**WHAT THE EXERCISE ASKS**
Reproduce exactly the lines below from the one containing "-202,8 +202,8 @@" through the one containing "PR #530, opened 2024-04-18", including both, and nothing else.

[RAW DATA Boundary: Start]

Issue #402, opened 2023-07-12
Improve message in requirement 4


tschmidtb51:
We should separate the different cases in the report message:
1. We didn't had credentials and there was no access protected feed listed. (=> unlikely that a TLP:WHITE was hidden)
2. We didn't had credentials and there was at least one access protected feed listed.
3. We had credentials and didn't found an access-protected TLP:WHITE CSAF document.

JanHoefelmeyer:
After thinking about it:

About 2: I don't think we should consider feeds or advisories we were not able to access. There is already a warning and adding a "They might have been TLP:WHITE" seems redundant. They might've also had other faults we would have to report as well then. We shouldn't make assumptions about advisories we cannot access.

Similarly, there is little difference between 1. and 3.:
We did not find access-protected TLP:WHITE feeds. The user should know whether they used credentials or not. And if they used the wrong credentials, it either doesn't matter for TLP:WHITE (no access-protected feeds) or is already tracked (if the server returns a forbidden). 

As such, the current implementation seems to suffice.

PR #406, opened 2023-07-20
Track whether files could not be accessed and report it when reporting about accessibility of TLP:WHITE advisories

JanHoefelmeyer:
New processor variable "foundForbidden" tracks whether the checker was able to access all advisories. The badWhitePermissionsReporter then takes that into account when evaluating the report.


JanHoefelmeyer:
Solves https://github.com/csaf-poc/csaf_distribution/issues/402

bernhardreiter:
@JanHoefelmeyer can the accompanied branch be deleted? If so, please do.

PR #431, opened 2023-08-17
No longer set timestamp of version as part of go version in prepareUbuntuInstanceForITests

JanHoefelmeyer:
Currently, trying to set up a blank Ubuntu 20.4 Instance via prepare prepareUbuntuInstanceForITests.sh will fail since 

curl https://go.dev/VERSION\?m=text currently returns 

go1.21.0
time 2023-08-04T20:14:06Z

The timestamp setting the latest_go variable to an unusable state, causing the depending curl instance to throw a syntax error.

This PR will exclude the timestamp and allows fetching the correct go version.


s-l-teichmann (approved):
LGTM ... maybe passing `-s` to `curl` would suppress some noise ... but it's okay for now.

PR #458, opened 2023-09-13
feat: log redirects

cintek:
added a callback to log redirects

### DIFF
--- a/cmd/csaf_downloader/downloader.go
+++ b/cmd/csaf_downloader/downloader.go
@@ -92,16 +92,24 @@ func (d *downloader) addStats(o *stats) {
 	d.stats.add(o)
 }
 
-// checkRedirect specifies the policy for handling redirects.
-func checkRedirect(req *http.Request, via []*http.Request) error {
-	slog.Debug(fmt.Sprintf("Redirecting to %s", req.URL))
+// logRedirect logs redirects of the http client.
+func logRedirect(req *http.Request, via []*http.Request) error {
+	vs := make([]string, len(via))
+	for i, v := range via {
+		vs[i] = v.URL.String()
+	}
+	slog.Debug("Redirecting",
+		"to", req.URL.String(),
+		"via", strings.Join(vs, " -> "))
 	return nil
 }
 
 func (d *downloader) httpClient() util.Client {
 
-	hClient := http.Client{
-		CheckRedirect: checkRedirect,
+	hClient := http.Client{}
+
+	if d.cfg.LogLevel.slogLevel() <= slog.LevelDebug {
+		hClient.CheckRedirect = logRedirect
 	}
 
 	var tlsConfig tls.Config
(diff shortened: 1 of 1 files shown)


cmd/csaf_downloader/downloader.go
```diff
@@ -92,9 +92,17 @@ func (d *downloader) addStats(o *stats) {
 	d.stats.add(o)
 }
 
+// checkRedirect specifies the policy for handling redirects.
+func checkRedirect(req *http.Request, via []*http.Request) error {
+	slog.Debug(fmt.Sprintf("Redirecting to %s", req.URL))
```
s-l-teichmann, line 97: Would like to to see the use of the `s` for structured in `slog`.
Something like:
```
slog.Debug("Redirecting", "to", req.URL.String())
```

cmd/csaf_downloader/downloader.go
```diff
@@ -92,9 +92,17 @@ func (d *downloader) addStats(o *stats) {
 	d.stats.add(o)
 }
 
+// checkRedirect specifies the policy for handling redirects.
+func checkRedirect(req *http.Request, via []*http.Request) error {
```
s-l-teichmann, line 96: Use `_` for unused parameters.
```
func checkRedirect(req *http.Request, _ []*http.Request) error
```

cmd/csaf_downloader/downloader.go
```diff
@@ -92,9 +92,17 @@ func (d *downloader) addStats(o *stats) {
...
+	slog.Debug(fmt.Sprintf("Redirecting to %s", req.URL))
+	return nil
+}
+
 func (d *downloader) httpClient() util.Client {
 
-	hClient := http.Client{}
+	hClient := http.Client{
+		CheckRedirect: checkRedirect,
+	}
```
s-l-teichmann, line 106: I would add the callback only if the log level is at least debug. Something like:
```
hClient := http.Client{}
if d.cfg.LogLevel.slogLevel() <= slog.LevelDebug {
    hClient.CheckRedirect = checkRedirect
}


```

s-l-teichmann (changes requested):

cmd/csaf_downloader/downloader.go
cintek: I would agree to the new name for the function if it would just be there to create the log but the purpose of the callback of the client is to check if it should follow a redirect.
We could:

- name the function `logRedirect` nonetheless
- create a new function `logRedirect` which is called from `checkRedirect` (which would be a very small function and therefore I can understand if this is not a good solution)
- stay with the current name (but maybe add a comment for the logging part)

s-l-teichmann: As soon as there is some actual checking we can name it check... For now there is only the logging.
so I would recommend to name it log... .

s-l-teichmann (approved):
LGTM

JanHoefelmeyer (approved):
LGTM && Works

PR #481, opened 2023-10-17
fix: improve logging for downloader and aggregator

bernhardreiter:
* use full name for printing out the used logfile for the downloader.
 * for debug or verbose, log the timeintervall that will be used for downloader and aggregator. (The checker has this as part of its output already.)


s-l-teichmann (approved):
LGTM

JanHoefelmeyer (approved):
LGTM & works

[RAW DATA Boundary: End]
[RAW DATA Boundary: Start]

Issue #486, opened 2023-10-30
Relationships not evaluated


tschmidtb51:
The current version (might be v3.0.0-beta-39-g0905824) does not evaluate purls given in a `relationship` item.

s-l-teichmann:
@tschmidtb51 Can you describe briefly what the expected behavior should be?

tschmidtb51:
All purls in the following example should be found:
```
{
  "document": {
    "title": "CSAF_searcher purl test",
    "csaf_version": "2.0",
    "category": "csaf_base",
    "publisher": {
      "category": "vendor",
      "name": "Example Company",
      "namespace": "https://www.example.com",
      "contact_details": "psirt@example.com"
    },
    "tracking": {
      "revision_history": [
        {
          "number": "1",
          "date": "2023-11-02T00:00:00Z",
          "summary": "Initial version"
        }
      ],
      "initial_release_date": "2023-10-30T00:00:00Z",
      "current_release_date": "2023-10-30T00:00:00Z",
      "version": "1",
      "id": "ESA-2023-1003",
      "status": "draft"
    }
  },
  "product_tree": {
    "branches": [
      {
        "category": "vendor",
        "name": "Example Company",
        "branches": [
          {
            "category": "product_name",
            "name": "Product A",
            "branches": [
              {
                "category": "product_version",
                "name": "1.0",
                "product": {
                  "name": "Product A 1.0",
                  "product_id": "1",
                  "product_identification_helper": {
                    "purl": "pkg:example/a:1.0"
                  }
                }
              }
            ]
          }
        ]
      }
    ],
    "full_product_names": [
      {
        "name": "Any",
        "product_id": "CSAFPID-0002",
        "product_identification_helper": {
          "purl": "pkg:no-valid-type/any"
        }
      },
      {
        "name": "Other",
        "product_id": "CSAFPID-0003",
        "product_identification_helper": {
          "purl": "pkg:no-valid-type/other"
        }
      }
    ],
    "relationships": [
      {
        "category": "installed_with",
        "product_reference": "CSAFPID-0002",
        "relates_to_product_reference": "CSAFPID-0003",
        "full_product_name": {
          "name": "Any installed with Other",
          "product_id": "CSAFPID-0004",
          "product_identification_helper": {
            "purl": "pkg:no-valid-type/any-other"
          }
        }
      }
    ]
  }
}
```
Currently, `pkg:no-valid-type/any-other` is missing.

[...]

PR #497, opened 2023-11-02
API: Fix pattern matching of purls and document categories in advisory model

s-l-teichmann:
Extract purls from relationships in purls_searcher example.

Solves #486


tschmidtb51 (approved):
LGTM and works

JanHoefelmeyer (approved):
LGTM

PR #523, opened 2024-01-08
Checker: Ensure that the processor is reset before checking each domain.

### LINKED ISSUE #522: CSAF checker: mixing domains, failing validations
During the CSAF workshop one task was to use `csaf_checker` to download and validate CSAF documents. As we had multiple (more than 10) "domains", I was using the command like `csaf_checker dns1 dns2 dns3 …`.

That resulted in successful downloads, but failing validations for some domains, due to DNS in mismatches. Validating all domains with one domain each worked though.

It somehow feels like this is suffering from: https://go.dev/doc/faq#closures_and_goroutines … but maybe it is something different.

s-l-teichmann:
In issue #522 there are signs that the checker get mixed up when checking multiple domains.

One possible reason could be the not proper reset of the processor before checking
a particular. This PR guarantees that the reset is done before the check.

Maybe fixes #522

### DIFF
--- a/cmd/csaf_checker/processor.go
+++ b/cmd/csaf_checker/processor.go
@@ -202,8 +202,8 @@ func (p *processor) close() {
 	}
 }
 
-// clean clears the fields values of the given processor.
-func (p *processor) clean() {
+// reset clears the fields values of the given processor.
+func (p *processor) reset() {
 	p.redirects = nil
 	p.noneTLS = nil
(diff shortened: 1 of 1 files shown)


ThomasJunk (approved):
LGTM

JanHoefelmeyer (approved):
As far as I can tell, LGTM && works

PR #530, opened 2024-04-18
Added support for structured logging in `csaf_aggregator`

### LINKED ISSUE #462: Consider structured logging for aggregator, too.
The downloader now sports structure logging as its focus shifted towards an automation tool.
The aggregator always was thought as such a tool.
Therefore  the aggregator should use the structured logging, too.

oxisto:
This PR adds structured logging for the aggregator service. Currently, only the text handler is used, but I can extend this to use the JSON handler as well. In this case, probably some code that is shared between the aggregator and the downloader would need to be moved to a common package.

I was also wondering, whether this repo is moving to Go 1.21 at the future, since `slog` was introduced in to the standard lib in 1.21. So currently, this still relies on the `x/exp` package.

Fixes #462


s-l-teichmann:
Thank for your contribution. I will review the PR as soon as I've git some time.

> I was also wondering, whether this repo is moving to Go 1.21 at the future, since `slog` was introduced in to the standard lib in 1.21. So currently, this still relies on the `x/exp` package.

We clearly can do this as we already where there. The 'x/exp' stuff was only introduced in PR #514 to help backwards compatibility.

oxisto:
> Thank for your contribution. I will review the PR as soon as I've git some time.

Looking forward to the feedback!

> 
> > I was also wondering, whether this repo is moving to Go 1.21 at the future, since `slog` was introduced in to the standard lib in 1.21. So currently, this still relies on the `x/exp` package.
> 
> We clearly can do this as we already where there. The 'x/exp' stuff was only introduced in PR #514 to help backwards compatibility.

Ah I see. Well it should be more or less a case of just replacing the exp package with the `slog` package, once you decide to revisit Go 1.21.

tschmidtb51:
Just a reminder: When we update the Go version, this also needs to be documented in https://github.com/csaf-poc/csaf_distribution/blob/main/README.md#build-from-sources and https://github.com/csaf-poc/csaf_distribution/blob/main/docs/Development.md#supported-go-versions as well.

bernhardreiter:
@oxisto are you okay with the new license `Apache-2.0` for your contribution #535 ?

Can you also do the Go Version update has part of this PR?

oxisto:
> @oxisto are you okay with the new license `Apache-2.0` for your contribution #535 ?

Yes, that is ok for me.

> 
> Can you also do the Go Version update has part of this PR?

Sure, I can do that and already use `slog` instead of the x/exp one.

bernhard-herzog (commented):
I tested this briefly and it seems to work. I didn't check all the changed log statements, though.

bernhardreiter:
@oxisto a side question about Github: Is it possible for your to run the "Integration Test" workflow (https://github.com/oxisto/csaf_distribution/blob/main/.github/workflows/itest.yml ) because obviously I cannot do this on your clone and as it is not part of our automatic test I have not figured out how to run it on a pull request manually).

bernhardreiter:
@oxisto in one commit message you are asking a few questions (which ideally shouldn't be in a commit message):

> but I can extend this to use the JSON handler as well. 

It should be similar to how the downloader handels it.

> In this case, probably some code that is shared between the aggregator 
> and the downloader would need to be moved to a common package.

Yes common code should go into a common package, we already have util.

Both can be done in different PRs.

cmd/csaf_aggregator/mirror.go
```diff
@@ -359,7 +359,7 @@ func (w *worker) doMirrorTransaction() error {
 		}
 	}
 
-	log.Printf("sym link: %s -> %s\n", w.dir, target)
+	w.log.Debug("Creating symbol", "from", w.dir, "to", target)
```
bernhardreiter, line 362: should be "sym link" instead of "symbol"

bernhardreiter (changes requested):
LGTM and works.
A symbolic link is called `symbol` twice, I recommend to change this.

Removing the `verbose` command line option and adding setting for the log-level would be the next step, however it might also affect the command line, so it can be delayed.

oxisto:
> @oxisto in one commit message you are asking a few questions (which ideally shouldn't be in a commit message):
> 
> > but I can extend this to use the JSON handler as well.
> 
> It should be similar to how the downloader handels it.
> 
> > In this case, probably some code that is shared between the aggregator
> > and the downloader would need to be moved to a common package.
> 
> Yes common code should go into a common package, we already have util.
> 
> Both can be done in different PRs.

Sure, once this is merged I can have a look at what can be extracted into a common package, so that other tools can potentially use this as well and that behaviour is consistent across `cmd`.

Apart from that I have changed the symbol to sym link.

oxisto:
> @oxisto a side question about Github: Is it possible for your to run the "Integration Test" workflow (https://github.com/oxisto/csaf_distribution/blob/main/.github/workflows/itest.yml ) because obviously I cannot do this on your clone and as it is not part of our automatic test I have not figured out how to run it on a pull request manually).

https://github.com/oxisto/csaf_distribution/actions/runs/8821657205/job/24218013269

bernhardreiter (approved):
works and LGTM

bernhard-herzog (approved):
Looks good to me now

[RAW DATA Boundary: End]

**YOUR SOLUTION**
@@ -202,8 +202,8 @@ func (p *processor) close() {
 	}
 }
 
-// clean clears the fields values of the given processor.
-func (p *processor) clean() {
+// reset clears the fields values of the given processor.
+func (p *processor) reset() {
 	p.redirects = nil
 	p.noneTLS = nil
(diff shortened: 1 of 1 files shown)


ThomasJunk (approved):
LGTM

JanHoefelmeyer (approved):
As far as I can tell, LGTM && works

PR #530, opened 2024-04-18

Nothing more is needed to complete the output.